Qualident	=	[ident "."] ident.
IdentDef	=	ident [" * " \| " - "].

The following identifiers are predeclared; their meaning is defined in the indicated sections:

ABS	(10.3)	LEN	(10.3)
ASH	(10.3)	LONG	(10.3)
BOOLEAN	(6.1)	LONGINT	(6.1)
CAP	(10.3)	LONGREAL	(6.1)
CHAR	(6.1)	MAX	(10.3)
CHR	(10.3)	MIN	(10.3)
COPY	(10.3)	NEW	(10.3)
DEC	(10.3)	ODD	(10.3)
ENTIER	(10.3)	ORD	(10.3)
EXCL	(10.3)	REAL	(6.1)
FALSE	(6.1)	SET	(6.1)
HALT	(10.3)	SHORT	(10.3)
INC	(10.3)	SHORTINT	(6.1)
INCL	(10.3)	SIZE	(10.3)
INTEGER	(6.1)	TRUE	(6.1)

5. Constant declarations

A constant declaration associates an identifier with a constant value.

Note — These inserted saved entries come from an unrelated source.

Issue #6944, opened 2026-08-17
[4387][atlas] Monitor /api/atlas-jobs: host load + results + contracts (batched)


krisztiankoos:
Parent: #4387. Related (do **not** close): #6876.

Operator (2026-08-17): add easy/lightweight API support for VPS **load** and **results**; design with an advisor then implement; **check queued API changes and batch them together**.

## Inventory (open queue, 2026-08-17)

No open PR already implements VPS load/results. Live Monitor already has `/api/atlas-jobs` list / health / submit / GET `{id}` / close (PR #6867). That family is **missing** from `scripts/api/route_contracts.py` and `docs/MONITOR-API.md` (live `GET /api/contracts/routes` has no `atlas-jobs` key).

### In this batch (one design, one implement PR)

1. **New:** host load + results list on the existing Monitor facade (not a new daemon / bus / `/api/vps` unless advisors prove the existing prefix cannot carry it).
2. **Contract + docs gap from #6867:** register `/api/atlas-jobs` in `route_contracts.py` + `docs/MONITOR-API.md` + tests so the live router is no longer an undeclared family.
3. **Dual-host:** operator GO 2026-08-17 allows jobs on both `atlas-runner` and `hramatka`. Load must cover both named hosts. Dual-host protocol change is already in flight (`6876-claude-dual-host`); this API must compose with it, not fight it. GET `{id}` today defaults `host=atlas-runner`.

### Out of this batch (do not fold in)

| Issue | Why separate |
| --- | --- |
| #6941 | LaunchAgent Program wrapper (ops / LWCR). Same process as #6937, not a product API contract. |
| #6892 | grok-bot QA of the shipped Work board. Not an API change. |
| #6849 #6850 #6851 #6859 #6862 #6880 | Work API `/api/work/v1` — already merged/closed. |
| #5092 | VESUM inspection API — lexicon plane. |
| #4384 #4920 | Practice Hub product backend (accounts / FSRS). Different plane. |
| #6106 | Broker caller migration. |
| #6870 | grok-4.6 routing residuals. |

## User-visible outcome

An operator or driver can, from local Monitor (`:8765`), see **both named hosts' load** and a **results list** without SSH and without parsing journal files by hand. Responses never include raw IPs, credentials, or private host addressing.

## Non-goals

- New message bus, new daemon, or a second HTTP server.
- Closing #6876 (residual EN still open).
[...]

PR #6947, opened 2026-08-17
fix(atlas): allow reenrich jobs on hramatka alongside atlas-runner

krisztiankoos:
## Summary

Operator GO 2026-08-17: atlas jobs may run on both `atlas-runner` and
`hramatka`, not `atlas-runner` only.

- `ALLOWED_HOSTS['reenrich']` now includes `atlas-runner`, `hramatka`, and
  the `vps` ssh alias (confirmed same machine via
  `scripts/config/trails/estate.v1.yaml`: `vps` is `pilot-vps`, which also
  hosts `hramatka-api`).
- Dropped the `validate_plan` reject that refused batch kinds on
  hramatka/vps. Unknown host strings are still rejected (new test).
- Per-host default work root: `atlas-runner` keeps `/home/ops/atlas-runner`;
  `hramatka`/`vps` default to a new `/home/ops/atlas-jobs` (does not exist
  yet — submit/launcher `mkdir -p` it on first use). Kept separate from
  hramatka's teacher-facing `/opt/hramatka` and `/srv` trees — nothing here
  writes there. `require_safe_workdir` / `work_dir_for` / `_run_root` now
  take an optional `host` and forward it consistently; `submit()` also
  forwards `ATLAS_RUN_ROOT` to the remote launcher's env so
  `REMOTE_REPO` derivation matches the host actually targeted (complements
  #6946, which teaches the bash launchers the same per-host default).
- Fixed a latent bug in `SshHostAdapter.free_disk_bytes`: it ignored `host`
  when deriving its default probe path, which would have silently probed
  atlas-runner's root even for a hramatka disk-floor check.
- `status`/`pull` no longer refuse `hramatka`/`vps`.
- MemoryHigh/MemoryMax stay at the existing conservative 1.5G/2G on the
  class-B launcher (host-agnostic already) — documented in the runbook why
  that's load-bearing on hramatka (protects the teacher API/GH runners
  sharing that box).

## Test plan
- `pytest tests/test_atlas_job_protocol.py tests/api/test_atlas_jobs_router.py -q` — 54 passed
- `ruff check` on all changed files — clean

Refs #6876.

PR #6948, opened 2026-08-17
feat(api): atlas-jobs host load + results list

krisztiankoos:
Refs #6944

X-Agent: agy/6944-atlas-jobs-load


krisztiankoos:
## Cross-family review — PR #6948 (Claude, outside author family)

**Verdict: REQUEST_CHANGES**

### Freeze constraints — verified, all satisfied
- `GET /load` and `GET /results` are declared *before* `GET /{job_id}` in the router (confirmed via `grep '^@router\.'` on the PR head file — order: `""`, `/health`, `/load`, `/results`, `/submit`, `/{job_id}`, `/{job_id}/close`). No shadowing risk.
- No SSH on the request path for `/load`: cache hit returns synchronously; on miss/stale, a background `asyncio.Task` is fired via `loop.create_task` and the request returns immediately. Verified `_get_host_load_entry` never awaits the probe.
- Cache bounds match spec exactly: `HOST_LOAD_FRESH_S = 30.0`, `HOST_LOAD_MAX_STALE_S = 300.0`. Dead host degrades in its own `hosts[host]` key (`status: "unavailable"`); sibling host unaffected (tested, and I re-verified `/load` always returns 200, never 5xx/504).
- No IP/PID/path/SSH-HostName leakage: `SshHostAdapter.host_load`'s remote script computes metrics locally on the box and returns only `cpu_count/loadavg/mem/disk/job_unit` — the run-root path used to locate disk usage is embedded in the *remote script*, never in the JSON response. `ssh` is invoked with the alias (`atlas-runner`/`hramatka`), consistent with the existing `reachable()`/`free_disk_bytes()` adapters in the same file.
- `/results` allowlist is a fixed explicit dict build (no spread), confirmed it drops `raw_forbidden_workdir`, `plan_sha256`, `backup`, and the raw `summary` blob in the test fixture. Keyset pagination by `(closed_at, id)` is correctly descending with a working cursor boundary.
- Contracts match the freeze: `submit`, `GET {job_id}`, `close` → `mutates=True`; the `/api/atlas-jobs` prefix (list/health/load/results) → `mutates=False`. `test_every_atlas_jobs_route_matches_contracts` enforces this.
- Concurrency: `_schedule_host_load_refresh` dedupes in-flight probes per host via `_HOST_LOAD_TASKS` — no stampede.
- Full `tests/api/test_atlas_jobs_router.py` + `tests/test_monitor_route_contracts.py` (22 tests) pass locally against the PR head SHA. `ruff check` clean on all 5 touched Python files.

### Bug found and reproduced — blocking
**One malformed `.result.json` file crashes `GET /results` entirely (500), for every job, not just the corrupt one.**

`_read_result_receipt` (pre-existing helper, now called in a directory-wide loop by the new `/results` handler) does `json.loads(path.read_text(...))` with no exception handling. Previously this was only reachable per single known `job_id` via `GET /{job_id}` (blast radius = 1). The new `/results` endpoint iterates every `*.result.json` under the registry root and calls it per file — so one truncated/corrupt receipt (a real risk: these are written by a host-side close/backup flow the runbook itself calls "fail-closed", i.e. expected to sometimes fail mid-write) takes down visibility into *all* jobs, not just the bad one.

Reproduced locally:
```
json.decoder.JSONDecodeError: Expecting property name enclosed in double quotes
  .../atlas_jobs_router.py", line 284, in results_jobs
    receipt = _read_result_receipt(safe_id)
```
against a `tmp_path` registry with one good + one hand-corrupted `.result.json`.

Fix is small and matches the pattern already used two lines above for `require_safe_job_id` (skip-and-continue on `ValueError`): wrap the `json.loads`/read in `_read_result_receipt` (or the call site) in a try/except and skip the bad row rather than propagating. Please add a regression test with a corrupt result file alongside the existing allowlist/pagination tests before merge — this is exactly the "missing tests" class the review brief asked to hunt for.

Everything else in the diff looks solid and matches the advisor freeze. Once the malformed-receipt case degrades gracefully instead of 500ing, this is good to merge.

Refs #6944. Not closing #6876.

— Claude (cross-family review)

krisztiankoos:
Re-reviewed at head `c1de5d5d` (fix commit isolated: `git diff f309bbd4..c1de5d5d -- scripts/api/atlas_jobs_router.py tests/api/test_atlas_jobs_router.py`).

**Fix verified:** `_read_result_receipt` now wraps its body in `try/except Exception: return None`. Ran the isolated fix commit's test suite directly (`tests/api/test_atlas_jobs_router.py`, 16/16 pass), including the new `test_results_skips_corrupt_and_non_object_receipts` covering truncated JSON, empty file, non-object list, and non-object scalar — all skipped fail-soft, `GET /api/atlas-jobs/results` returns 200 with only the valid row (count=1, total=1).
- Valid rows still allowlisted correctly (`test_results_allowlist_and_sorting` unchanged, still passing — exact 12-key allowlist, no `summary`/`plan_sha256`/raw fields leak).
- No new SSH-on-request-path: `_get_host_load_entry` still only reads the in-process cache and schedules `asyncio` background refresh tasks; `SshHostAdapter.host_load` is only ever invoked via `asyncio.to_thread` inside `_refresh_host_load_job`, never synchronously in a request handler. This commit touches only `_read_result_receipt`/formatting — no changes to the load path.
- No IP leak: no changes to `/load` response shape in this commit; existing `test_load_endpoint_ip_sanitization_and_forbidden_fields` still passes.
- Rest of the commit is ruff line-reflow only (verified via diff), no other behavior change.

VERDICT: APPROVE

krisztiankoos:
Exact-head re-confirm after rebase onto main (parent #6947 squash-merged to `d438be54`): **APPROVE**.

New head `4af2b1ee48` — verification:

- `git patch-id` on the fix commit: old `c1de5d5d` and new `4af2b1ee` both hash to `c283561...` — byte-identical diff content, only the parent changed.
- Same check on the feat commit (`f309bbd4` → `655a6031`): both hash to `a29c0f23...` — identical.
- Full-tree diff between old and new heads touches only files carried in by the #6947 rebase (`atlas_job.py` reenrich-host changes, worktree-cleanup launchd docs/canary/wrapper, `delegate.py`, `preload.py`, related tests) — every one of those is byte-identical to `origin/main` right now, i.e. purely rebase-carried, not authored on this branch.
- The one substantive delta in `atlas_job.py` between old/new head (`pull()` now forwards `ATLAS_RUN_ROOT` via `env.setdefault(...)`, plus its test) belongs to #6947's `allow reenrich jobs on hramatka` fix, not this PR's product patch.

Load/results/fail-soft patch (host load + results list, fail-soft on corrupt result receipts) is unchanged in substance. Not merging — lane self-merges per #6944.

ConstantDeclaration	=	IdentDef "=" ConstExpression.
ConstExpression	=	Expression.

A constant expression is an expression that can be evaluated by a mere textual scan without actually executing the program. Its operands are constants (Ch.8) or predeclared functions (Ch.10.3) that can be evaluated at compile time. Examples of constant declarations are:

N = 100
limit = 2*N - 1
fullSet = {MIN(SET) .. MAX(SET)}

6. Type declarations

A data type determines the set of values which variables of that type may assume, and the operators that are applicable. A type declaration associates an identifier with a type. In the case of structured types (arrays and records) it also defines the structure of variables of this type. A structured type cannot contain itself.

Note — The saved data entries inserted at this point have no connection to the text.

PR #6951, opened 2026-08-17
fix(api): read atlas-jobs registry from primary checkout

krisztiankoos:
## Summary
- Point `registry_dir()` at `primary_checkout_root() / batch_state / atlas-jobs` when `ATLAS_JOB_REGISTRY` is unset, so release-served API code does not treat the immutable snapshot as the registry root.
- Add a hermetic test that a fake `__file__` under `.runtime/api/releases/<sha>/` still resolves the primary registry.

## Testing
- [x] `pytest tests/test_atlas_job_protocol.py tests/api/test_atlas_jobs_router.py`

## Related Issues
Refs #6944

### DIFF
--- a/scripts/lexicon/runner/atlas_job.py
+++ b/scripts/lexicon/runner/atlas_job.py
@@ -488,7 +488,10 @@ def registry_dir() -> Path:
     override = os.environ.get("ATLAS_JOB_REGISTRY")
     if override:
         return Path(override)
-    return repo_root() / "batch_state" / "atlas-jobs"
+    # Prefer layout-A primary over Path(__file__) repo_root: immutable API
+    # releases live under .runtime/api/releases/<sha>/ where parents[3] is the
+    # snapshot, not the writable checkout that owns batch_state/.
+    return primary_checkout_root() / "batch_state" / "atlas-jobs"
 
 
 def require_safe_job_id(job_id: object) -> str:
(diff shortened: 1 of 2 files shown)


krisztiankoos:
Cross-family review (Claude) — VERDICT: APPROVE

Verified locally (worktree checkout of 432c28b, not just reading the diff):
- `primary_checkout_root()` is an established helper already used for `LU_BACKUP_PROJECT_ROOT`, venv-python resolution, and the runner-mirror path — this PR just extends it to `registry_dir()`, not new machinery.
- `ATLAS_JOB_REGISTRY` override still wins: the env check runs before `primary_checkout_root()`, unchanged, and all 18+ pre-existing tests that rely on the override branch still pass.
- Confirmed release snapshots ship no `.git` of their own (`scripts/api/release_snapshot.py` only archives `scripts/` + `schemas/` via `git archive` and symlinks live data dirs) — so `git rev-parse --git-common-dir` invoked from inside `.runtime/api/releases/<sha>/` correctly walks up to the primary checkout's `.git`.
- Mutation-checked the new test: reverting `primary_checkout_root()` → `repo_root()` makes `test_registry_dir_uses_primary_when_file_is_under_release_snapshot` fail (asserts release-snapshot path instead of primary root) — it's load-bearing, not decorative.
- No path escape: no unsafe joins introduced.
- Full local run green: `tests/test_atlas_job_protocol.py` (49 passed), `tests/api/test_atlas_jobs_router.py` (16 passed), `ruff check` clean on both touched files.

Not merging (author self-merges per lane model). Refs #6944.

TypeDeclaration	=	IdentDef "=" Type.
Type	=	Qualident \| ArrayType \| RecordType \| PointerType \| ProcedureType.

Examples:

Table = ARRAY N OF REAL
Tree = POINTER TO Node
Node = RECORD
  key: INTEGER;
  left, right: Tree
END
CenterTree = POINTER TO CenterNode
CenterNode = RECORD (Node)
  width: INTEGER;
  subnode: Tree
END
Function = PROCEDURE(x: INTEGER): INTEGER

6.1 Basic types

The basic types are denoted by predeclared identifiers. The associated operators are defined in 8.2 and the predeclared function procedures in 10.3. The values of the given basic types are the following:

1.	BOOLEAN	the truth values TRUE and FALSE
2.	CHAR	the characters of the extended ASCII set (0X .. 0FFX)
3.	SHORTINT	the integers between MIN(SHORTINT) and MAX(SHORTINT)
4.	INTEGER	the integers between MIN(INTEGER) and MAX(INTEGER)
5.	LONGINT	the integers between MIN(LONGINT) and MAX(LONGINT)
6.	REAL	the real numbers between MIN(REAL) and MAX(REAL)
7.	LONGREAL	the real numbers between MIN(LONGREAL) and MAX(LONGREAL)
8.	SET	the sets of integers between 0 and MAX(SET)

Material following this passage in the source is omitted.